== Your goal ==
For every line in the material below that holds "like", report the line.

---------- The data ----------

PR #4182, opened 2025-11-01
AliasSystem: Migrate the 'registration' parameter to the new alias system and support descriptive arguments

seisman:
GMT documentation: https://docs.generic-mapping-tools.org/6.6/gmt.html#nodereg-full

The GMT CLI syntax is `-r[g|p]`. Here, we use the descriptive values "gridline" and "pixel".

I'm still thinking if we should support the `GridRegistration` enums (https://www.pygmt.org/dev/api/generated/pygmt.enums.GridRegistration.html#pygmt.enums.GridRegistration), i.e.,
```
import pygmt
from pygmt.enums import GridRegistration

pygmt.xyz2grd(..., registration=GridRegistration.PIXEL)
```
@GenericMappingTools/pygmt-maintainers What do you think?

### DIFF
--- a/.github/workflows/check-links.yml
+++ b/.github/workflows/check-links.yml
@@ -40,7 +40,7 @@ jobs:
 
     - name: Link Checker
       id: lychee
-      uses: lycheeverse/lychee-action@885c65f3dc543b57c898c8099f4e08c8afd178a2 # v2.6.1
+      uses: lycheeverse/lychee-action@a8c4c7cb88f0c7386610c35eb25108e448569cb0 # v2.7.0
       with:
         fail: false  # Don't fail action on broken links
         output: /tmp/lychee-out.md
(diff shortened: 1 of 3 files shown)


pygmt/src/binstats.py
```diff
@@ -49,6 +48,7 @@ def binstats(
     ] = "number",
     quantile_value: float = 50,
     region: Sequence[float | str] | str | None = None,
+    registration: Literal["gridline", "pixel"] | bool = False,
```
weiji14, line 51: Docstring for registration should be updated to 1) add bool type hint, and 2) indicate that `registration=True` means pixel registration.

https://github.com/GenericMappingTools/pygmt/blob/25f265647de8097758ba7f42a141a50706590650/pygmt/helpers/decorators.py#L279-L283

seisman: > add bool type hint,

Type hints are now added via function signatures, not in docstrings.

PR #4259, opened 2025-12-08
AliasSystem: Support adding a suffix to a value and simplify Figure.wiggle

seisman:
This PR adds `suffix` support to the `Alias` class, which is necessary to support some options, e.g., `wiggle`'s `-G` option has a syntax `-Gfill[+n][+p]`. Currently, we have to write a custom function to parse the argument. With the `suffix` support, it can be greatly simplified.

### DIFF
--- a/pygmt/src/wiggle.py
+++ b/pygmt/src/wiggle.py
@@ -113,9 +113,9 @@ def wiggle(  # noqa: PLR0913
         or **p** to indicate the distance unit (centimeters, inches, or
         points); if no unit is given we use the default unit that is
         controlled by :gmt-term:`PROJ_LENGTH_UNIT`.
-    positive_fill : str
+    positive_fill
         Set color or pattern for filling positive wiggles [Default is no fill].
-    negative_fill : str
+    negative_fill
         Set color or pattern for filling negative wiggles [Default is no fill].
     track : str
         Draw track [Default is no track]. Append pen attributes to use


pygmt/alias.py
```diff
@@ -283,8 +302,12 @@ def __init__(self, **kwargs):
...
         # The value of each key in kwargs is an Alias object or a sequence of Alias
         # objects. If it is a single Alias object, we will use its _value property. If
-        # it is a sequence of Alias objects, we will concatenate their _value properties
-        # into a single string.
+        # it is a sequence of Alias objects, we will check if any have suffix:
+        #
+        # - If any Alias has a suffix, return a list of values, for repeated GMT options
+        #   like -Cblue+l -Cred+r
+        # - Otherwise, concatenate into a single string for combined modifiers like
+        #   -BWSen+ttitle+gblue.
```
seisman:
```
        G=[
            Alias(fillpositive, name="fillpositive", suffix="+p"),
            Alias(fillnegative, name="fillnegative", suffix="+n"),
        ],
```
Taking `wiggle`'s `-G` option as an example. In the previous version, the values will be concatenated into a single string, so `fillpositive="blue", fillnegative="red"` will be `-Gblue+pred+n`, which is invalid.

I've updated the logic of AliasSystem, so that it will return a list of values, rather than concatenating them, when any Alias has a suffix.

pygmt/alias.py
```diff
@@ -135,9 +145,9 @@ def _to_string(
     # None and False are converted to None.
     if value is None or value is False:
         return None
-    # True is converted to an empty string with the optional prefix.
+    # True is converted to an empty string with the optional prefix and suffix.
     if value is True:
-        return f"{prefix}"
+        return f"{prefix}{suffix}"
```
weiji14, line 148: Would it be confusing if we allowed both `prefix` and `suffix` when value is True? E.g. at https://github.com/GenericMappingTools/pygmt/pull/4234#discussion_r2600852001, we used `prefix`, but it could also be `suffix`.

Or I guess it doesn't matter, and we should just be consistent that every if-branch in this `_to_string` function handles prefix and suffix.

pygmt/src/wiggle.py
```diff
@@ -188,7 +158,10 @@ def wiggle(  # noqa: PLR0913
             ),
             Alias(label, name="label", prefix="+l"),
         ],
-        G=Alias(_fills, name="positive_fill/negative_fill"),
+        G=[
+            Alias(positive_fill, name="positive_fill", suffix="+p"),
+            Alias(negative_fill, name="negative_fill", suffix="+n"),
```
weiji14, line 163: Maybe take this opportunity to update the type-hint of `postive_fill` and `negative_fill` at L47-48 above?

pygmt/alias.py
weiji14: Maybe this a short note about this should be added to the docstring. I'm afraid that this will be missed, e.g. in https://github.com/GenericMappingTools/pygmt/pull/4234#discussion_r2718540463 if we forget that `suffix` has this special treatment.

pygmt/alias.py
seisman: > Would it be confusing if we allowed both `prefix` and `suffix` when value is True? E.g. at [#4234 (comment)](https://github.com/GenericMappingTools/pygmt/pull/4234#discussion_r2600852001), we used `prefix`, but it could also be `suffix`.

`prefix` and `suffix` cannot coexist. This function does do the check to avoid too much function overhead. It's our responsibility to pass the correct `prefix`/`suffix` values.

pygmt/alias.py
seisman: What about moving the whole note lines 303-310 to docstrings?

weiji14: Sure, that works too.

pygmt/src/wiggle.py
seisman: Done in 12e451c1221f2887c4ccaa8c2f21d2dad058b7e4

pygmt/alias.py
seisman: Done in 7ceea09c73baab47ecc90e64d2f63cc67132fbc6

pygmt/src/wiggle.py
weiji14: Should remove `: str` from L116 and L118 too?

PR #4279, opened 2025-12-12
Figure.histogram: Deprecate parameter barwidth to bar_width (Will be removed in v0.20.0) 

yvonnefroehlich:

Use underscores between words in parameter names; related to #2014.

**Preview**: https://pygmt-dev--4279.org.readthedocs.build/en/4279/api/generated/pygmt.Figure.histogram.html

----------

== Answer space ==
+        #   like -Cblue+l -Cred+r
+        # - Otherwise, concatenate into a single string for combined modifiers like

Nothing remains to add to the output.